PR #391, opened 2021-01-25
Dmac

jbeaurivage:
# Direct Memory Access Controller

This module provides a type-safe API with compile-time guarantees that the peripheral and individual DMA channels are correctly configured before launching a DMA transfer. This is a pure Rust driver and is not derived from any existing C/C++ library.

This module currently supports most basic DMA functions, including memory-to-memory, memory-to-peripheral, peripheral-to-memory, and peripheral-to-peripheral transfers. One-shot and circular transfers are supported. More complex transfer configurations, including multi-buffer (linked-list descriptor), are not currently supported.

Transfers are supported for `i8`, `u8`, `i16`, `u16`, `i32`, `u32` and `f32` beat sizes.

# Enabling DMA support

The `dma` feature must be enabled in the board support crate or final executable.

`Cargo.toml`:

``` toml
[features]
dma = ["atsamd-hal/dma"]
```

# Channels and RAM

Using DMA channels require a certain amount of RAM - 32 bytes per channel, to be exact. RAM will be not allocated unless the `dma` feature is enabled for the HAL. By default, half the channels available on the chip are enabled. If you need all DMA channels enabled, enable the `max-channels` feature in your board support crate or final executable.

`Cargo.toml`

``` toml
[features]
dma = ["atsamd-hal/dma"]
max-channels = ["dma", "atsamd-hal/max-channels"]
```

RAM usage per chip family:
* `ATSAMD11` - 3 channels (default): 96 bytes
* `ATSAMD11` - 6 channels (max): 192 bytes
* `ATSAMD21` - 6 channels (default): 192 bytes
* `ATSAMD21`: - 12 channels (max): 384 bytes
* `ATSAMD51/ATSAME5x`: - 16 channels (default): 512 bytes
* `ATSAMD51/ATSAME5x`: - 32 channels (max): 1024 bytes

Individual channels are available through a split() method on the DMAC. They can be reused after a transfer is complete.

# Priority levels and Arbitration

The DMAC features 4 priority levels. Level 0 has the highest priority and level 3 has the lowest. Each channel can be assigned to one priority level. If two channels with the same priority level are requested to execute a transfer at the same time, the lowest channel number will have priority (in the default arbitration scheme, eg. not round-robin). By default, all priority levels are enabled when initializing the DMAC (see `DmaController::init`). Levels can be enabled or disabled through the various `level_x_enabled` methods.

Round-Robin Arbitration can be enabled for individual priority levels by using the various `level_x_round_robin` methods. By default, all priority levels are initialized with a fixed arbitration scheme. See ATSAMD21 datasheet section 19.6.2.4 for more information.

# Interrupts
================================
### About this exercise
Transcribe the records exactly as given.

### Final answer
PR #391, opened 2021-01-25
Dmac

jbeaurivage:
# Direct Memory Access Controller

This module provides a type-safe API with compile-time guarantees that the peripheral and individual DMA channels are correctly configured before launching a DMA transfer. This is a pure Rust driver and is not derived from any existing C/C++ library.

This module currently supports most basic DMA functions, including memory-to-memory, memory-to-peripheral, peripheral-to-memory, and peripheral-to-peripheral transfers. One-shot and circular transfers are supported. More complex transfer configurations, including multi-buffer (linked-list descriptor), are not currently supported.

Transfers are supported for `i8`, `u8`, `i16`, `u16`, `i32`, `u32` and `f32` beat sizes.

# Enabling DMA support

The `dma` feature must be enabled in the board support crate or final executable.

`Cargo.toml`:

``` toml
[features]
dma = ["atsamd-hal/dma"]
```

# Channels and RAM

Using DMA channels require a certain amount of RAM - 32 bytes per channel, to be exact. RAM will be not allocated unless the `dma` feature is enabled for the HAL. By default, half the channels available on the chip are enabled. If you need all DMA channels enabled, enable the `max-channels` feature in your board support crate or final executable.

`Cargo.toml`

``` toml
[features]
dma = ["atsamd-hal/dma"]
max-channels = ["dma", "atsamd-hal/max-channels"]
```

RAM usage per chip family:
* `ATSAMD11` - 3 channels (default): 96 bytes
* `ATSAMD11` - 6 channels (max): 192 bytes
* `ATSAMD21` - 6 channels (default): 192 bytes
* `ATSAMD21`: - 12 channels (max): 384 bytes
* `ATSAMD51/ATSAME5x`: - 16 channels (default): 512 bytes
* `ATSAMD51/ATSAME5x`: - 32 channels (max): 1024 bytes

Individual channels are available through a split() method on the DMAC. They can be reused after a transfer is complete.

# Priority levels and Arbitration

The DMAC features 4 priority levels. Level 0 has the highest priority and level 3 has the lowest. Each channel can be assigned to one priority level. If two channels with the same priority level are requested to execute a transfer at the same time, the lowest channel number will have priority (in the default arbitration scheme, eg. not round-robin). By default, all priority levels are enabled when initializing the DMAC (see `DmaController::init`). Levels can be enabled or disabled through the various `level_x_enabled` methods.

Round-Robin Arbitration can be enabled for individual priority levels by using the various `level_x_round_robin` methods. By default, all priority levels are initialized with a fixed arbitration scheme. See ATSAMD21 datasheet section 19.6.2.4 for more information.

# Interrupts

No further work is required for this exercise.